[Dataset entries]
※
PR #1960, opened 2021-02-08
Add Help parameter for config setting struct

praveenkumar:
This patch will make use of help string for key and show output
as following.
```
* bundle                          Bundle path (string, default '/home/prkumar/.crc/cache/crc_libvirt_4.6.15.crcbundle')
* consent-telemetry               Send feedback about CodeReady Containers (yes/no)
* cpus                            Number of CPU cores (integer, default '4')
* disable-update-check            Don't check for update (default false)
* disk-size                       Total size in GiB of the disk (integer, default '31')
* enable-cluster-monitoring       Enable cluster monitoring operator (default false)
```

### DIFF
--- a/cmd/crc/cmd/config/config.go
+++ b/cmd/crc/cmd/config/config.go
@@ -95,42 +95,19 @@ func less(lhsKey, rhsKey string) bool {
 }
 
 func configurableFields(config *config.Config) string {
-	var fields []string
+	settings := config.AllSettings()
+	sort.Slice(settings, func(i, j int) bool {
+		return less(settings[i].Name, settings[j].Name)
+	})
+
 	var buf bytes.Buffer
 	writer := tabwriter.NewWriter(&buf, 0, 8, 1, ' ', tabwriter.TabIndent)
-	for _, keyAndValueType := range keysAndValueType(config) {
-		fmt.Fprintln(writer, keyAndValueType)
+	for _, cfg := range settings {
+		fmt.Fprintf(writer, "* %s\t%s\n", cfg.Name, cfg.Help)
 	}
 	writer.Flush()
-	keys := strings.Split(buf.String(), "\n")
-	sort.Slice(keys, func(i, j int) bool {
-		return less(keys[i], keys[j])
-	})
-	for _, key := range keys {
-		if key == "" {
-			continue
-		}
-		fields = append(fields, " * "+key)
-	}
-	return strings.Join(fields, "\n")
-}
-func keysAndValueType(config *config.Config) []string {
-	var keyAndValueType []string
-	for key, value := range config.AllConfigs() {
-		var valueType string
-		switch value.Value.(type) {
-		case int:
-			valueType = "Number"
-		case string:
-			valueType = "String"
-		case bool:
-			valueType = "true/false"
-		default:
-			valueType = fmt.Sprintf("%T", value.Value)
-		}
-		keyAndValueType = append(keyAndValueType, fmt.Sprintf("%s\t%s", key, valueType))
-	}
-	return keyAndValueType
+
+	return buf.String()
 }
 
 func GetConfigCmd(config *config.Config) *cobra.Command {
--- a/cmd/crc/cmd/config/config.go
+++ b/cmd/crc/cmd/config/config.go
@@ -33,25 +33,40 @@ const (
 
 func RegisterSettings(cfg *config.Config) {
 	// Start command settings in config
-	cfg.AddSetting(Bundle, constants.DefaultBundlePath, config.ValidateBundlePath, config.SuccessfullyApplied)
-	cfg.AddSetting(CPUs, constants.DefaultCPUs, config.ValidateCPUs, config.RequiresRestartMsg)
-	cfg.AddSetting(Memory, constants.DefaultMemory, config.ValidateMemory, config.RequiresRestartMsg)
-	cfg.AddSetting(DiskSize, constants.DefaultDiskSize, config.ValidateDiskSize, config.RequiresRestartMsg)
-	cfg.AddSetting(NameServer, "", config.ValidateIPAddress, config.SuccessfullyApplied)
-	cfg.AddSetting(PullSecretFile, "", config.ValidatePath, config.SuccessfullyApplied)
-	cfg.AddSetting(DisableUpdateCheck, false, config.ValidateBool, config.SuccessfullyApplied)
-	cfg.AddSetting(ExperimentalFeatures, false, config.ValidateBool, config.SuccessfullyApplied)
-	cfg.AddSetting(NetworkMode, string(network.DefaultMode), network.ValidateMode, network.SuccessfullyAppliedMode)
+	cfg.AddSetting(Bundle, constants.DefaultBundlePath, config.ValidateBundlePath, config.SuccessfullyApplied,
+		fmt.Sprintf("Bundle path (string, default '%s')", constants.DefaultBundlePath))
+	cfg.AddSetting(CPUs, constants.DefaultCPUs, config.ValidateCPUs, config.RequiresRestartMsg,
+		fmt.Sprintf("Number of CPU cores (must be greater than or equal to '%d')", constants.DefaultCPUs))
+	cfg.AddSetting(Memory, constants.DefaultMemory, config.ValidateMemory, config.RequiresRestartMsg,
+		fmt.Sprintf("Memory size in MiB (must be greater than or equal to '%d')", constants.DefaultMemory))
+	cfg.AddSetting(DiskSize, constants.DefaultDiskSize, config.ValidateDiskSize, config.RequiresRestartMsg,
+		fmt.Sprintf("Total size in GiB of the disk (must be greater than or equal to '%d')", constants.DefaultDiskSize))
+	cfg.AddSetting(NameServer, "", config.ValidateIPAddress, config.SuccessfullyApplied,
+		"IPv4 address of nameserver (string, like '1.1.1.1 or 8.8.8.8')")
+	cfg.AddSetting(PullSecretFile, "", config.ValidatePath, config.SuccessfullyApplied,
+		fmt.Sprintf("Path of image pull secret (download from %s)", constants.CrcLandingPageURL))
+	cfg.AddSetting(DisableUpdateCheck, false, config.ValidateBool, config.SuccessfullyApplied,
+		"Disable update check (true/false, default: false)")
+	cfg.AddSetting(ExperimentalFeatures, false, config.ValidateBool, config.SuccessfullyApplied,
+		"Enable experimental features (true/false, default: false)")
+	cfg.AddSetting(NetworkMode, string(network.DefaultMode), network.ValidateMode, network.SuccessfullyAppliedMode,
+		"Network mode (default or vsock)")
 	// Proxy Configuration
-	cfg.AddSetting(HTTPProxy, "", config.ValidateURI, config.SuccessfullyApplied)
-	cfg.AddSetting(HTTPSProxy, "", config.ValidateURI, config.SuccessfullyApplied)
-	cfg.AddSetting(NoProxy, "", config.ValidateNoProxy, config.SuccessfullyApplied)
-	cfg.AddSetting(ProxyCAFile, "", config.ValidatePath, config.SuccessfullyApplied)
+	cfg.AddSetting(HTTPProxy, "", config.ValidateURI, config.SuccessfullyApplied,
+		"HTTP proxy URL (string, like 'http://my-proxy.com:8443')")
+	cfg.AddSetting(HTTPSProxy, "", config.ValidateURI, config.SuccessfullyApplied,
+		"HTTPS proxy URL (string, like 'https://my-proxy.com:8443')")
+	cfg.AddSetting(NoProxy, "", config.ValidateNoProxy, config.SuccessfullyApplied,
+		"Hosts, ipv4 addresses or CIDR which do not use a proxy (string, comma-separated list such as '127.0.0.1,192.168.100.1/24')")
+	cfg.AddSetting(ProxyCAFile, "", config.ValidatePath, config.SuccessfullyApplied,
+		"Path to an HTTPS proxy certificate authority (CA)")
 
-	cfg.AddSetting(EnableClusterMonitoring, false, config.ValidateBool, config.SuccessfullyApplied)
+	cfg.AddSetting(EnableClusterMonitoring, false, config.ValidateBool, config.SuccessfullyApplied,
+		"Enable cluster monitoring Operator (true/false, default: false)")
 
 	// Telemeter Configuration
-	cfg.AddSetting(ConsentTelemetry, "", config.ValidateYesNo, config.SuccessfullyApplied)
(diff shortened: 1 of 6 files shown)


guillaumerose (approved):

cmd/crc/cmd/config/config.go
```diff
@@ -33,25 +33,40 @@ const (
...
-	cfg.AddSetting(PullSecretFile, "", config.ValidatePath, config.SuccessfullyApplied)
-	cfg.AddSetting(DisableUpdateCheck, false, config.ValidateBool, config.SuccessfullyApplied)
-	cfg.AddSetting(ExperimentalFeatures, false, config.ValidateBool, config.SuccessfullyApplied)
-	cfg.AddSetting(NetworkMode, string(network.DefaultMode), network.ValidateMode, network.SuccessfullyAppliedMode)
+	cfg.AddSetting(Bundle, constants.DefaultBundlePath, config.ValidateBundlePath, config.SuccessfullyApplied,
+		fmt.Sprintf("Bundle path (string, default '%s')", constants.DefaultBundlePath))
+	cfg.AddSetting(CPUs, constants.DefaultCPUs, config.ValidateCPUs, config.RequiresRestartMsg,
+		fmt.Sprintf("Number of CPU cores (integer, default '%d')", constants.DefaultCPUs))
+	cfg.AddSetting(Memory, constants.DefaultMemory, config.ValidateMemory, config.RequiresRestartMsg,
+		fmt.Sprintf("Memory size in MiB (integer, default '%d')", constants.DefaultMemory))
```
cfergeau, line 41: instead of just 'integer, default ...', I'd mention it must be equal or bigger than this default ?

pkg/crc/preflight/preflight.go
```diff
@@ -144,7 +144,7 @@ func doCleanUpPreflightChecks(checks []Check) error {
 func doRegisterSettings(cfg config.Schema, checks []Check) {
 	for _, check := range checks {
 		if check.configKeySuffix != "" {
-			cfg.AddSetting(check.getSkipConfigName(), false, config.ValidateBool, config.SuccessfullyApplied)
+			cfg.AddSetting(check.getSkipConfigName(), false, config.ValidateBool, config.SuccessfullyApplied, "true/false")
```
cfergeau, line 147: should this be described as "Skip preflight check (true/false, default: false)"?

pkg/crc/config/types.go
```diff
@@ -10,20 +10,22 @@ type Storage interface {
...
 	validationFn ValidationFnType
 	callbackFn   SetFn
+	Help         string
 }
 
 type SettingValue struct {
 	Value     interface{}
 	Invalid   bool
 	IsDefault bool
+	Help      string
```
cfergeau, line 28: For what it's worth, this feels odd to have in `SettingValue`. Have you tried adding a new `AllSettings()` helper which would return a `[]Settings`?

cmd/crc/cmd/config/config.go
```diff
@@ -94,7 +94,7 @@ func less(lhsKey, rhsKey string) bool {
 	return lhsKey < rhsKey
 }
 
-func configurableFields(config *config.Config) string {
+func configurableFields(config config.Storage) string {
```
cfergeau, line 97: Actually, `configurableFields` is more about `config.Schema` than `config.Storage`. But not really convenient to pass a `config.Schema` around, so I'd keep `config *config.Config`

pkg/crc/config/types.go
cfergeau: I've done this in https://github.com/cfergeau/crc/commit/ef1ef9b5e8ef97a9d3485452973d02c12929e538 and this makes `configurableFields` much nicer to read. Feel free to squash this in the relevant commits if you'd like, or I can send this as a follow-up if you prefer.

cmd/crc/cmd/config/config.go
```diff
@@ -33,25 +33,40 @@ const (
...
+	cfg.AddSetting(Bundle, constants.DefaultBundlePath, config.ValidateBundlePath, config.SuccessfullyApplied,
+		fmt.Sprintf("Bundle path (string, default '%s')", constants.DefaultBundlePath))
+	cfg.AddSetting(CPUs, constants.DefaultCPUs, config.ValidateCPUs, config.RequiresRestartMsg,
+		fmt.Sprintf("Number of CPU cores (must be equal of bigger than default '%d')", constants.DefaultCPUs))
+	cfg.AddSetting(Memory, constants.DefaultMemory, config.ValidateMemory, config.RequiresRestartMsg,
+		fmt.Sprintf("Memory size in MiB (must be equal of bigger than default '%d')", constants.DefaultMemory))
+	cfg.AddSetting(DiskSize, constants.DefaultDiskSize, config.ValidateDiskSize, config.RequiresRestartMsg,
+		fmt.Sprintf("Total size in GiB of the disk (must be equal of bigger than default '%d')", constants.DefaultDiskSize))
+	cfg.AddSetting(NameServer, "", config.ValidateIPAddress, config.SuccessfullyApplied,
+		"IPv4 address of nameserver (string, like '1.1.1.1 or 8.8.8.8')")
```
cfergeau, line 45: not sure ipv4 examples are required?

cmd/crc/cmd/config/config.go
```diff
@@ -33,25 +33,40 @@ const (
...
-	cfg.AddSetting(HTTPProxy, "", config.ValidateURI, config.SuccessfullyApplied)
-	cfg.AddSetting(HTTPSProxy, "", config.ValidateURI, config.SuccessfullyApplied)
-	cfg.AddSetting(NoProxy, "", config.ValidateNoProxy, config.SuccessfullyApplied)
-	cfg.AddSetting(ProxyCAFile, "", config.ValidatePath, config.SuccessfullyApplied)
+	cfg.AddSetting(HTTPProxy, "", config.ValidateURI, config.SuccessfullyApplied,
+		"HTTP proxy URL (string, like 'http://my-proxy.com:8443')")
+	cfg.AddSetting(HTTPSProxy, "", config.ValidateURI, config.SuccessfullyApplied,
+		"HTTPS proxy URL (string, like 'https://my-proxy.com:8443')")
+	cfg.AddSetting(NoProxy, "", config.ValidateNoProxy, config.SuccessfullyApplied,
+		"No proxy (string, like '127.0.0.1,192.168.100.1/24')")
```
cfergeau, line 60: "comma-separated list of ipv4 addresses or CIDR such as ..." ?

cmd/crc/cmd/config/config.go
```diff
@@ -33,25 +33,40 @@ const (
...
+	cfg.AddSetting(ProxyCAFile, "", config.ValidatePath, config.SuccessfullyApplied,
+		"Certificate Authority (CA) path for proxy")
```
cfergeau, line 62: Maybe "Path to a file containing the Certificate Authority (CA) to use for proxy"?

pkg/crc/preflight/preflight.go
```diff
@@ -144,7 +144,8 @@ func doCleanUpPreflightChecks(checks []Check) error {
 func doRegisterSettings(cfg config.Schema, checks []Check) {
 	for _, check := range checks {
 		if check.configKeySuffix != "" {
-			cfg.AddSetting(check.getSkipConfigName(), false, config.ValidateBool, config.SuccessfullyApplied)
+			cfg.AddSetting(check.getSkipConfigName(), false, config.ValidateBool, config.SuccessfullyApplied,
+				"Skip preflight check (true/false, default: false)")
```
cfergeau, line 148: This is different from all other booleans, which don't mention `true/false`, just the default.

cfergeau (commented):
Couple of comments, mostly related to the help strings. Might be good to get a review from @robin-owen for these?

cmd/crc/cmd/config/config.go
```diff
@@ -33,25 +33,40 @@ const (
...
-	cfg.AddSetting(DiskSize, constants.DefaultDiskSize, config.ValidateDiskSize, config.RequiresRestartMsg)
-	cfg.AddSetting(NameServer, "", config.ValidateIPAddress, config.SuccessfullyApplied)
-	cfg.AddSetting(PullSecretFile, "", config.ValidatePath, config.SuccessfullyApplied)
-	cfg.AddSetting(DisableUpdateCheck, false, config.ValidateBool, config.SuccessfullyApplied)
-	cfg.AddSetting(ExperimentalFeatures, false, config.ValidateBool, config.SuccessfullyApplied)
-	cfg.AddSetting(NetworkMode, string(network.DefaultMode), network.ValidateMode, network.SuccessfullyAppliedMode)
+	cfg.AddSetting(Bundle, constants.DefaultBundlePath, config.ValidateBundlePath, config.SuccessfullyApplied,
+		fmt.Sprintf("Bundle path (string, default '%s')", constants.DefaultBundlePath))
+	cfg.AddSetting(CPUs, constants.DefaultCPUs, config.ValidateCPUs, config.RequiresRestartMsg,
+		fmt.Sprintf("Number of CPU cores (must be equal of bigger than default '%d')", constants.DefaultCPUs))
```
robin-owen, line 39: "must be greater than or equal to"

This applies to all of the relevant strings. :)

cmd/crc/cmd/config/config.go
robin-owen: I don't think it hurts to have the examples.

cmd/crc/cmd/config/config.go
```diff
@@ -33,25 +33,40 @@ const (
...
+	cfg.AddSetting(Memory, constants.DefaultMemory, config.ValidateMemory, config.RequiresRestartMsg,
+		fmt.Sprintf("Memory size in MiB (must be equal of bigger than default '%d')", constants.DefaultMemory))
+	cfg.AddSetting(DiskSize, constants.DefaultDiskSize, config.ValidateDiskSize, config.RequiresRestartMsg,
+		fmt.Sprintf("Total size in GiB of the disk (must be equal of bigger than default '%d')", constants.DefaultDiskSize))
+	cfg.AddSetting(NameServer, "", config.ValidateIPAddress, config.SuccessfullyApplied,
+		"IPv4 address of nameserver (string, like '1.1.1.1 or 8.8.8.8')")
+	cfg.AddSetting(PullSecretFile, "", config.ValidatePath, config.SuccessfullyApplied,
+		fmt.Sprintf("Path of image pull secret (download from %s)", constants.CrcLandingPageURL))
+	cfg.AddSetting(DisableUpdateCheck, false, config.ValidateBool, config.SuccessfullyApplied,
+		"Don't check for update (default false)")
```
robin-owen, line 49: This feels awkward to me, but part of that is due to the configuration property itself being negated. I actually think the wording of the setting itself is adequate ("Disable update check").

cmd/crc/cmd/config/config.go
robin-owen, line 60: "No proxy" seems vague to me. What does that actually mean? IP addresses not routed through a configured proxy?

cmd/crc/cmd/config/config.go
robin-owen: As I understand it, a CA _issues_ certificate files. Perhaps we should be a bit more generic in the wording?

How about "path to an HTTPS proxy certificate"?

cmd/crc/cmd/config/config.go
```diff
@@ -33,25 +33,40 @@ const (
...
+	cfg.AddSetting(HTTPSProxy, "", config.ValidateURI, config.SuccessfullyApplied,
+		"HTTPS proxy URL (string, like 'https://my-proxy.com:8443')")
+	cfg.AddSetting(NoProxy, "", config.ValidateNoProxy, config.SuccessfullyApplied,
+		"No proxy (string, like '127.0.0.1,192.168.100.1/24')")
+	cfg.AddSetting(ProxyCAFile, "", config.ValidatePath, config.SuccessfullyApplied,
+		"Certificate Authority (CA) path for proxy")
 
-	cfg.AddSetting(EnableClusterMonitoring, false, config.ValidateBool, config.SuccessfullyApplied)
+	cfg.AddSetting(EnableClusterMonitoring, false, config.ValidateBool, config.SuccessfullyApplied,
+		"Enable cluster monitoring operator (default false)")
```
robin-owen, line 65: "Operator" should be capitalized.

cmd/crc/cmd/config/config.go
```diff
@@ -33,25 +33,40 @@ const (
...
 
 	// Telemeter Configuration
-	cfg.AddSetting(ConsentTelemetry, "", config.ValidateYesNo, config.SuccessfullyApplied)
+	cfg.AddSetting(ConsentTelemetry, "", config.ValidateYesNo, config.SuccessfullyApplied,
+		"Send feedback about CodeReady Containers (yes/no)")
```
robin-owen, line 69: I feel like "feedback" doesn't describe what the consent is actually for. Maybe "Consent to collection of anonymous usage data"?

Also, is there a default here? None is specified in the help string.

robin-owen (changes requested):

cmd/crc/cmd/config/config.go
praveenkumar: yes those are IP address which are not routed through the proxy.

praveenkumar: As per curl man page 
```
--noproxy <no-proxy-list>
              Comma-separated list of hosts which do not use a proxy, if one is specified. 
```

cmd/crc/cmd/config/config.go
praveenkumar: @robin-owen It doesn't have any default, always asked to the user `yes/no`.

pkg/crc/config/config.go
```diff
@@ -37,6 +37,14 @@ func (c *Config) AllConfigs() map[string]SettingValue {
 	return allConfigs
 }
 
+func (c *Config) AllSettings() []Setting {
```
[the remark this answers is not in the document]
praveenkumar: @cfergeau there is no `Setting` interface but `Schema` interface is there.

cmd/crc/cmd/config/config.go
```diff
@@ -33,25 +33,40 @@ const (
...
-	cfg.AddSetting(NoProxy, "", config.ValidateNoProxy, config.SuccessfullyApplied)
-	cfg.AddSetting(ProxyCAFile, "", config.ValidatePath, config.SuccessfullyApplied)
+	cfg.AddSetting(HTTPProxy, "", config.ValidateURI, config.SuccessfullyApplied,
+		"HTTP proxy URL (string, like 'http://my-proxy.com:8443')")
+	cfg.AddSetting(HTTPSProxy, "", config.ValidateURI, config.SuccessfullyApplied,
+		"HTTPS proxy URL (string, like 'https://my-proxy.com:8443')")
+	cfg.AddSetting(NoProxy, "", config.ValidateNoProxy, config.SuccessfullyApplied,
+		"Hosts, ipv4 addresses or CIDR which do not use a proxy (string, comma-separated list such as '127.0.0.1,192.168.100.1/24')")
+	cfg.AddSetting(ProxyCAFile, "", config.ValidatePath, config.SuccessfullyApplied,
+		"path to an HTTPS proxy certificate authority(CA)")
```
robin-owen, line 62: For consistency, let's capitalize "Path" here. :)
※
• _WORK ITEM_
Proceeding from the line containing "cores (must be greater" through the line containing "disk (must be greater", transcribe the lines above exactly, both end lines included.

• _PROBLEM SOLUTION_
+		fmt.Sprintf("Number of CPU cores (must be greater than or equal to '%d')", constants.DefaultCPUs))
+	cfg.AddSetting(Memory, constants.DefaultMemory, config.ValidateMemory, config.RequiresRestartMsg,
+		fmt.Sprintf("Memory size in MiB (must be greater than or equal to '%d')", constants.DefaultMemory))
+	cfg.AddSetting(DiskSize, constants.DefaultDiskSize, config.ValidateDiskSize, config.RequiresRestartMsg,
+		fmt.Sprintf("Total size in GiB of the disk (must be greater than or equal to '%d')", constants.DefaultDiskSize))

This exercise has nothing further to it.